Overall, JuliaLang/julia is actually surprisingly written in Julia itself as far as internals go.

As for the Array code specifically, it has been discussed before to move to Julia itself, it would just take a decent amount of time & effort. There are just other priorities right now to get to a 1.0 release. I remember there being some trickiness in getting the GC-interaction right, but not impossible.

1 Like

That’s actually bad, since whatever the user want to do with them is almost always invalid. All of the optimizations you’ve mentioned about arrays will not affect the performance of any array operations. They are only done in the slow path anyway.

No, for almost all of the implementation in C, it is currently impossible to implement in julia. A fully static subset with predictable runtime (e.g. gc, allocation, dispatch, codegen) behavior is necessary for that to be possible. It’s not a impossible task, but it’s a hard one and with very low priority.

I’ll repeat my comment from another thread that prepending element does not have performance issue and the user is not supposed to change or even see the offset.

Changing the representation of arrays is possible and likely. It won’t remove the necessity for C internals though.

No.

1 Like

A fully static subset with predictable runtime (e.g. gc, allocation, dispatch, codegen) behavior is necessary for that to be possible.

Ok, that’s a really convincing reason for keeping things separate.

Re your other points: I concede that the arguments for switching internals into julia are rather unconvincing.

user would need to handle visibility to gc by hand
No.

The problem is that it is at the moment pretty hard to write allocation-free code for inner loops, and in many cases it would be very easy to pre-allocate and keep-alive temporary variables (e.g. by writing references in some array), if there only was a way of telling julia to not bother about gc visibility in some cases.

For example, Subarray keeps alive its parent, hence it needs to be kept on the heap (it is not bitstype). However, at the same time it is immutable, and therefore non-trivial to reuse (aquire a pointer to the pre-allocated subarray, write there, hope that you understood the subarray code correctly). For this reason inner loops have problems working with subarrays, and one is tempted to tell julia to just segfault / install malware/ catch fire if a reference to the subarray outlives its parent.

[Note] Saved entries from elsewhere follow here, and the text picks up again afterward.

PR #3376, opened 2022-04-14
Make Sure OverlayView is Allowed to be Visible

evancrow:
Wrap the content in an if statement that checks if `canDisplay` is `true`

### How was this tested?
- [x] I tested this manually
- [ ] I added automated tests


chung-lai (approved):
Looks like this only affect setting screen and it does not cause any functionality issue. The change LGTM but would feel better to soak this change a bit on `main` instead of merging to release.

Issue #3324, opened 2022-04-07
Create Zombie Tabs When Low-Memory Warning Received


evancrow:
If we receive a low memory warning, we should take the tabs (except the 10 more recently used or whatever number we decide on) and make them into zombies.

A Zombie Tab is a tab whose `WebView`, which is very memory expensive, is `nil`.

cc @darinwf

PR #3378, opened 2022-04-14
Performance Zombie Tabs

evancrow:
(behind a flag)

When enabled, if a low memory warning is received we will only allow ten tabs (or whatever we set it to) to have a live `WebView`.  All others will have their `WebView` closed.

### How was this tested?
- [x] I tested this manually
- [ ] I added automated tests

## Issues addressed
Fixed: #3324


Client/Frontend/Browser/Tabs/Tab.swift
```diff
@@ -679,8 +679,8 @@ private class TabContentScriptManager: NSObject, WKScriptMessageHandler {
     }
 
     func addContentScript(_ helper: TabContentScript, name: String, forTab tab: Tab) {
-        if helpers[name] != nil {
-            assertionFailure("Duplicate helper added: \(name)")
+        guard helpers[name] == nil else {
+            return
```
chung-lai, line 683: Should we still assert with the code change? Or it's on purpose?

Client/Application/AppDelegate.swift
```diff
@@ -317,6 +317,25 @@ extension AppDelegate {
...
         ClientLogger.shared.logCounter(.LowMemoryWarning, attributes: attributes)
+
+        // Turn all but the newest x Tabs into Zombie Tabs.
+        if FeatureFlag[.lowMemoryZombieTabs] {
+            let maximumNumberOfAliveTabs = 10
+
+            for sceneDelegate in SceneDelegate.getAllSceneDelegates() {
+                // Filter tabs for each Scene
+                let tabManager = sceneDelegate.bvc.tabManager
+                let tabs = tabManager.tabs.sorted {
```
chung-lai, line 328: Pretty sure it does, does `tabManager.tabs` include all the tabs (even the ones in tab group) and incognito tabs as well?

Client/Application/AppDelegate.swift
```diff
@@ -317,6 +317,25 @@ extension AppDelegate {
...
+                    $0.lastExecutedTime ?? Timestamp() > $1.lastExecutedTime ?? Timestamp()
+                }
+
+                tabs.enumerated().forEach { index, tab in
+                    if index >= maximumNumberOfAliveTabs {
+                        tab.close()
```
chung-lai, line 334: Was looking at the usage of `close()` in the code and currently it's called in `RemoveTab` only. In one of the cases, it posts a `didClose` event. Not an expert on tabManager code, just worried about any side effects by calling `close` without removing the actual tab.

Also, when user selects the zombie tab, does it undo what we do in `close()`.

chung-lai (commented):
It's a good change, just left a few questions.

Also, 10 seems like a good place to start and we can tune it later. Wonder how much memory each tab consumes. May be we can add attributes to the current memory warning logging and see what # of tabs cause most memory warnings :)

Client/Frontend/Browser/Tabs/Tab.swift
evancrow: This is on purpose... sometimes when restoring the zombie tab it would crash but really it's just better to use a guard statement.

Client/Application/AppDelegate.swift
evancrow: Yes, tabs is all tabs

Client/Application/AppDelegate.swift
evancrow: Yeah. All the code in `close` is related to deleting the `WebView`, that's it. All of that is reset in `createWebView` which is called when a user selects a tab.

Client/Frontend/Browser/Tabs/Tab.swift
chung-lai: interesting, wonder if we should try to understand more why it fails sometimes like if something didn't clean up properly. May be change to a log statement?

chung-lai (approved):
Thanks for doing this!

PR #3380, opened 2022-04-15
Fix Suggestion Back Button Edge Case

evancrow:
Found an edge case where sometimes when using the suggestion back button, tapping a new result would do nothing as it would be canceled out by a `WebView` back navigation. This prevents the back navigation if the user tapped a result.

### How was this tested?
- [x] I tested this manually
- [ ] I added automated tests


chassu (approved):
LGTM

PR #3385, opened 2022-04-15
Fix AllowedView OverlayView Logic

evancrow:
This fixes an issue where some views would not be shown when closing the `SettingsView` (i.e. the `IntroView`). This was caused by the `OverlayView` in the `SettingsView` dismissing the `IntroView` while it was still visible. I decided to remove the logic for `isVisible` and close an overlay, instead of just hiding the view until it dismisses itself, or is allowed to be shown.

### How was this tested?
- [ ] I tested this manually
- [x] I added automated tests


darinwf:
Is there a github issue that this resolves?

darinwf (approved):

evancrow:
> Is there a github issue that this resolves?

Nope!

PR #3392, opened 2022-04-18
Just call a method on TabCardModel directly

darinwf:
No need to go through a Combine publisher for what could just be a method.


chassu (approved):
LGTM

PR #3393, opened 2022-04-18
Eliminate the asyncAfter in CardsContainer

darinwf:
Use a new set of state variables in `GridModel` to signal when the grid has been vertically or horizontally scrolled to reveal the selected `Card`. Use this as the signal to drive the `scrollCompletion` that initiates the card transition animation.

This still involves some potentially precarious `DispatchQueue.main.async` calls, but those feel more acceptable than the `DispatchQueue.main.asyncAfter` that we have today.

### How was this tested?
- [x] I tested this manually using an iPhone 6s and simulator. Both seem to work well with this change. I cannot repro any "wax on" effect or any other quirks. Tested with a variety of cases, including focusing a selected tab that is far out of view as well as one that is within a collapsed card grid that requires both vertical and horizontal scrolling to reveal.


darinwf:
@chassu - Not intending just yet to land this. Would be great if you could test it out when you have a chance to see if it feels just as solid as the current solution. Thanks!

darinwf:
@evancrow - I wonder if this PR will help resolve the issues you are seeing with not being able to interact with cards in the card grid sometimes.

chassu:
re 1: oh, whichever comes first has nil'ed out the completion... I think

darinwf:
> Tested it out and it looks good. I have two questions though:
> 
> 1. when we perform a horizontal scroll and a vertical scroll, doesn't that queue up two completion calls? Are we fine with that?

Right. What you wrote. It keeps the logic simple to allow possibly two useEffect callbacks. Whichever one runs first will do the work of running the completion callback. It seems like it would be more ideal to wait for the second, when we know we should be getting a second call, before we run the completion callback. I assume it is not creating an issue since the completion callback is run through a `DispatchQueue.main.async`, which presumably allows time for the horizontal scroll to complete.


> 2. I noticed that the vertical scroll always come before the horizontal scroll. Do you have an explanation of why it always comes in that order?

Two thoughts:

a)  When vertical scrolling is required, the `CollapsedCardGroupView` may not yet be created. It is only when the `CollapsedCardGroupView` is created that it can respond to the `useEffect` for `needsScrollToSelectedTab`.

a)  When the `CollapsedCardGroupView` does exist, maybe SwiftUI has anyways decided to run the vertical scroll first since `CardsContainer` probably registered its `useEffect` for `needsScrollToSelectedTab` before `CollapsedCardGroupView` would have done so. This is because `CardsContainer` is the parent `View`.

chassu (approved):

Issue #3388, opened 2022-04-17
ios-log: scheme URLs should be ignored


jonathangarelick:
Reported by @EdwardJTL 

<img src="https://user-images.githubusercontent.com/41495718/163726791-cab266f3-2a13-45be-b705-fa13318a559d.png" height="500">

(the pointer-write scheme should crash and burn if we unsafe_store! a reference to a young parent array into an old subarray and there is no one else to keep the parent alive? Even if we never use the subarray after its parent is freed, we may crash the garbage collector 10 minutes later if we don’t obsessively C_NULL the the parent field of the view before the parent gets deallocated? Hence this probably cannot be done safely in julia? And exposing the garbage collector interface directly to julia is low priority at best, and maybe just a bad idea for exactly the reasons you listed).

The difficulty (or undue obsession) of making inner loops allocation free might just be a beginner’s (i.e. my) problem, though.

Thank you for this explanation of the design choices!

This can be improved without exposing internals; see e.g. https://github.com/JuliaLang/julia/pull/12205

I’ll start by repeating that exposing internals or implement them in julia is unrelated to reducing allocation, at all.

Yes

No. We can already optimize some cases, just not all of them. Ref Much more aggressive alloc_elim_pass! by yuyichao · Pull Request #23240 · JuliaLang/julia · GitHub which should do a much better job eliding those allocations where I also mentioned some of the current limitations in the comments and commit messages. In fact, the fact that these are NOT user visible is what allow us to remove the allocation!

I’ll also point out that we now have full support for writing unsafe code in a safe way, using @gc_preserve. You can now explicitly specify what object you are holding a pointer to that’s not visible to julia. Again, in this case, it is important to not expose internal detail to the user so it is legal to do optimizations.